Once the line containing "Add wuerzburg_de" is found in the entries below, reproduce it and every line after it, stopping at and including the line containing "Without them, nothing"; reproduce nothing else, and keep each line exact.

[Saved entries]

►

PR #142, opened 2022-01-12
Add wuerzburg_de

rikroe:
Adds waste collection for the city of Würzburg.

I know that `days` will be requiring a discussion: I have to call the API with both `ev[start]` and `ev[end]` dates.
Without them, nothing is returned. With just the start date, only event for this day are returned.
The API by default used approx. 1 year to look into the future.

I could also remove the parameter completely and hard-code the +1 year time interval.


mampfes:
Hi, thanks for the nice explanation regarding the days argument. Do you know the maximum time span of the provided data? In my experience, the schedules are provided on a per year basis. Therefore I would hardcode the one year time span to avoid bothering the user with a service provider specific parameter.

mampfes:
Thanks for your contribution.

PR #144, opened 2022-01-12
Add missing brackets

rikroe:
When looking through the code, I stumbled across this. Pretty sure, that it is just missing curly brackets.
Would be relevant if multiple scrapers are used with the same date & collection types.

Thanks for the cool integration, very much liked how easy it was to implement an additional source!


mampfes:
Good catch. Thanks!

PR #146, opened 2022-01-16
Add support for Christchurch City Council, NZ

codyc1515:
Also makes the other New Zealand plugins in the documentation more readable


mampfes:
Thanks for your contribution.

codyc1515:
Thank you for making it so easy to contribute. I haven't used Python in years but your developer documentation was so easy to follow I was done end-to-end in under 2 hours.

PR #152, opened 2022-01-20
Add support for Colchester.gov.uk for United Kingdom

Canis-L-Sapien:
Add support for waste removal the borough of Colchester, United Kingdom


Canis-L-Sapien:
Noticed bug with future collections

mampfes:
Hi, your service provider uses an interesting data format. Could you please add an description (either here or better directly in the source code) this magic with `WeekOne` true/false works?

Canis-L-Sapien:
@mampfes added some explanation in comments in the code

mampfes:
Thanks for your contribution.

PR #154, opened 2022-01-21
Update abfall_io.py

ranseyer:
Ostablkreis added... (Works for me!)


mampfes:
Thanks for your contribution.

ranseyer:
Thank you for the Project and the quick response...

◄

--- Answer to this task ---
Add wuerzburg_de

rikroe:
Adds waste collection for the city of Würzburg.

I know that `days` will be requiring a discussion: I have to call the API with both `ev[start]` and `ev[end]` dates.
Without them, nothing is returned. With just the start date, only event for this day are returned.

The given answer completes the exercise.